Henry Jensen has become Folks’ unofficial poster child since he was featured in How Diabetes Made My Son Internet Famous

How has Folks evolved over time?

John: Originally, we mostly published reported pieces written by freelance journalists. We still do publish those, but one of the things we discovered is that people with health conditions prefer to read stories written by people who are going through what they are going through. So now we publish a lot of essays commenting on the chronically ill experience from a first-person perspective. Many of the voices we publish now have never been previously published, and as editor, that’s challenging but extremely rewarding. Because I really do believe that everybody has a story and everybody’s story deserves to be heard.

What have you learned from Folks over the last three years?

John: Illness is not a single condition or single community. It’s actually many different communities, and those communities all have their own different cultures, which can be very different from each other. Many people with diabetes, for example, find it othering to be referred to as ‘diabetic,’ but people with hearing loss don’t often object to the label ‘deaf,’ because it has cultural connotations to them. It makes sense if you think about it: the experience of diabetes is different than deafness is different than dementia. All of these conditions are perceived differently by the world, and their communities have therefore evolved differently to cope. Which makes it even more important to do your best to understand these communities and their unique cultures when you write about them, or else you will make them feel further misunderstood or stigmatized. You have to double down on your empathy skills. 

A PillPack customer, Monique Jevne allowed Folks to profile her in the story Subduing the Voices.

What does PillPack having become an Amazon subsidiary mean for Folks?

“Illness is not a single condition or single community.”

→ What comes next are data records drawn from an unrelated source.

PR #1820, opened 2023-07-20
steb's review changes

Stebalien:
(we're going to squash anyways so there's little point in breaking this into multiple commits)

- Pass event slice length instead of slice of byte buffer.
- Rework gas costs for the new call and remove the indexing costs because we don't actually charge anything anyways. This lets us charge once at the top.
- Add an additional "deferred" memory allocation charge per-event which likely should have been in the initial spec (will need to go into the FIP).
- Be extra careful about overflows. Unecessary, but we do this _just_ in case.
- _Do_ cast the event entry slice but assert that the alignment is the same as u8 (bytes). Given `repr(packed)`, this is guaranteed. - Don't cap the total value length at 8kib. The total cap is 8kib * 255.
- Reduce the max key length & max number of entries by one each so we can better reason about estimated CBOR sizes. I.e., 255 fits in 2 bytes (major type plus one byte for the integer), 256 does not. - Isolate the unsafe logic into the syscall API.

And some other misc cleanups. I did this in a PR instead of just reviewing because, well, it required quite a bit of hands-on "does this work".


fvm/src/gas/price_list.rs
```diff
@@ -27,6 +26,21 @@ use crate::kernel::SupportedHashes;
...
+//   2: Entry array overhead (max size 255)
+const EVENT_OVERHEAD: u64 = 12;
+// The maximum overhead (in bytes) of a single event entry when encoded into CBOR.
+//
+// 1: CBOR tuple with 4 fields
+//   1: Flags (will adjust as more flags are added)
+//   2: Key major type + length (up to 255 bytes)
+//   2: Codec major type + value (codec should be <= 255)
+//   3: Value major type + length (up to 8192 bytes)
+const EVENT_ENTRY_OVERHEAD: u64 = 9;
```
Stebalien, line 42: In an ideal world, we'd just serialize then charge the exact amounts. But we don't form the AMT containing events till everything is done.

In theory, we could defer the charge till the end but... that would break per-call gas limits.

fvm/src/gas/price_list.rs
```diff
@@ -468,14 +471,14 @@ pub struct PriceList {
 
     /// Gas cost to validate an ActorEvent as soon as it's received from the actor, and prior
     /// to it being parsed.
-    pub(crate) event_validation_cost: ScalingCost,
-
-    /// Gas cost of every indexed element, scaling per number of bytes indexed.
-    pub(crate) event_accept_per_index_element: ScalingCost,
```
Stebalien, line 474: Removed because it was unused.

fvm/src/gas/price_list.rs
```diff
@@ -468,14 +471,14 @@ pub struct PriceList {
...
+    pub(crate) event_per_entry: ScalingCost,
 
     /// Gas cost of doing lookups in the builtin actor mappings.
     pub(crate) builtin_actor_manifest_lookup: Gas,
 
+    /// Gas cost of utf8 parsing.
+    pub(crate) utf8_validation: ScalingCost,
```
Stebalien, line 480: Split out as we should benchmark this separately.

fvm/src/gas/price_list.rs
```diff
@@ -919,58 +922,33 @@ impl PriceList {
...
-            if evt.flags.contains(Flags::FLAG_INDEXED_KEY) {
-                indexed_bytes += evt.key.len();
-                indexed_elements += 1;
-            }
-            if evt.flags.contains(Flags::FLAG_INDEXED_VALUE) {
-                indexed_bytes += evt.value.len();
-                indexed_elements += 1;
-            }
-        }
+    pub fn on_actor_event(&self, entries: usize, keysize: usize, valuesize: usize) -> GasCharge {
```
Stebalien, line 925: Renamed as we now charge for everything all at once. _Later_, we may charge for indexing after validation. But we can cross that bridge later...

fvm/src/gas/price_list.rs
```diff
@@ -919,58 +922,33 @@ impl PriceList {
...
-                + self.event_accept_per_index_element.scale * indexed_bytes
-                + memcpy * 2u32 // deferred cost, placing here to hide from benchmark
-                + alloc // deferred cost, placing here to hide from benchmark
-                + hash, // deferred cost, placing here to hide from benchmark
+            "OnActorEvent",
+            // Charge for validation/storing events.
+            mem + validate_entries + validate_utf8,
+            // Charge for forming the AMT and returning the events to the client.
+            // one copy into the AMT, one copy to the client.
+            hash + (mem * 2u32),
```
Stebalien, line 951: We used to charge for only one allocation here but I'm now charging for two (which we probably should have done since the start).

fvm/src/kernel/default.rs
```diff
@@ -1006,113 +1006,93 @@ impl<C> EventOps for DefaultKernel<C>
 where
     C: CallManager,
 {
-    fn emit_event(&mut self, raw_evt: &[u8], raw_key: &[u8], raw_val: &[u8]) -> Result<()> {
-        const MAX_NR_ENTRIES: usize = 256;
-        const MAX_KEY_LEN: usize = 32;
+    fn emit_event(
+        &mut self,
+        event_headers: &[fvm_shared::sys::EventEntry],
```
Stebalien, line 1011: Taking this as a slice of event entries to avoid unsafe logic in the kernel where possible.

fvm/src/kernel/default.rs
```diff
@@ -1006,113 +1006,93 @@ impl<C> EventOps for DefaultKernel<C>
...
+    ) -> Result<()> {
+        const MAX_NR_ENTRIES: usize = 255;
+        const MAX_KEY_LEN: usize = 31;
         const MAX_VALUE_LEN: usize = 8 << 10;
 
         if self.read_only {
             return Err(syscall_error!(ReadOnly; "cannot emit events while read-only").into());
         }
 
-        if raw_val.len() > MAX_VALUE_LEN {
```
Stebalien, line 1018: Removed this check as we allow _each_ value to be 8kib.

fvm/src/kernel/default.rs
```diff
@@ -1006,113 +1006,93 @@ impl<C> EventOps for DefaultKernel<C>
...
+            let flags = header.flags;
             if Flags::from_bits(flags.bits()).is_none() {
                 return Err(
                     syscall_error!(IllegalArgument; "event flags are invalid: {}", flags.bits())
                         .into(),
                 );
             }
-            if entry_fixed.key_len > MAX_KEY_LEN as u32 {
-                let tmp = entry_fixed.key_len;
+            if header.key_len > MAX_KEY_LEN as u32 {
```
Stebalien, line 1048: simple rename to make it clear what it is.

fvm/src/kernel/default.rs
```diff
@@ -1006,113 +1006,93 @@ impl<C> EventOps for DefaultKernel<C>
...
-                &raw_key[key_offset..key_offset + entry_fixed.key_len as usize],
-            ) {
-                Ok(s) => s,
-                Err(e) => {
-                    return Err(syscall_error!(IllegalArgument, "invalid event key: {}", e).into())
-                }
-            };
-            let value = &raw_val[val_offset..val_offset + entry_fixed.val_len as usize];
+            let key = &event_keys
+                .get(key_offset..key_offset + header.key_len as usize)
```
Stebalien, line 1066: bounds checking.

No need to check for overflows as we're limiting the sizes of the key/value lengths.

shared/src/sys/mod.rs
```diff
@@ -67,6 +67,16 @@ impl SendFlags {
     }
 }
 
+/// A fixed sized struct for serializing an [event `Entry`](crate::event::Entry) separately from the
+/// key/value bytes.
+#[repr(C, packed)]
+pub struct EventEntry {
```
Stebalien, line 73: Moved as this is where we generally stash all of our shared "syscall" structs.

Stebalien:
Failing tests are expected for now.

fvm/src/syscalls/event.rs
```diff
@@ -32,8 +33,21 @@ pub fn emit_event(
...
+        static_assertions::assert_eq_align!(fvm_shared::sys::EventEntry, u8);
+        let size = event_len
+            .checked_mul(EVENT_SIZE)
+            .context("events index out of bounds")
+            .or_illegal_argument()?;
+        let buf = context.memory.try_slice(event_off, size)?;
+        std::slice::from_raw_parts(
+            buf.as_ptr() as *const fvm_shared::sys::EventEntry,
+            event_len as usize,
+        )
```
fridrik01, line 48: Yeah, it makes sense doing as much condition checking here rather in the kernel.

fvm/src/kernel/default.rs
fridrik01: oh, that is interesting, it has up to now always been 8kib in total over _all_ values. Should we remove this check ([relevant code](https://github.com/filecoin-project/ref-fvm/blob/master/fvm/src/kernel/default.rs#L1086-L1090)) in master as well?

fvm/src/kernel/default.rs
```diff
@@ -1006,113 +1006,93 @@ impl<C> EventOps for DefaultKernel<C>
...
-        const MAX_NR_ENTRIES: usize = 256;
-        const MAX_KEY_LEN: usize = 32;
+    fn emit_event(
+        &mut self,
+        event_headers: &[fvm_shared::sys::EventEntry],
+        event_keys: &[u8],
+        event_values: &[u8],
+    ) -> Result<()> {
+        const MAX_NR_ENTRIES: usize = 255;
+        const MAX_KEY_LEN: usize = 31;
```
fridrik01, line 1016: was going to ask about this, but then read the PR summary again, makes sense!

fridrik01 (approved):
Looks great!

fvm/src/kernel/default.rs
Stebalien: Uh. No, no, you were right. I'm not sure what I was looking at (and I wrote the code + spec so I'm not sure what I was thinking either...).

Stebalien: Fixed and I've:

1. Renamed the constant so I don't mess this up again.
2. Added a comment to the second check to explain why we have two.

TJ: For me, it just plays into the fact that we think Folks can really change this conversation. With the amount of reach that Amazon has, both internally and externally, and the number of customers that interact with Amazon, PillPack has an opportunity to not only change healthcare… but also, with the help of Folks, change the way people think of illness. It really is the beginning of what we think is a long-term journey to reframe the services that we offer and the way we understand the folks that we serve.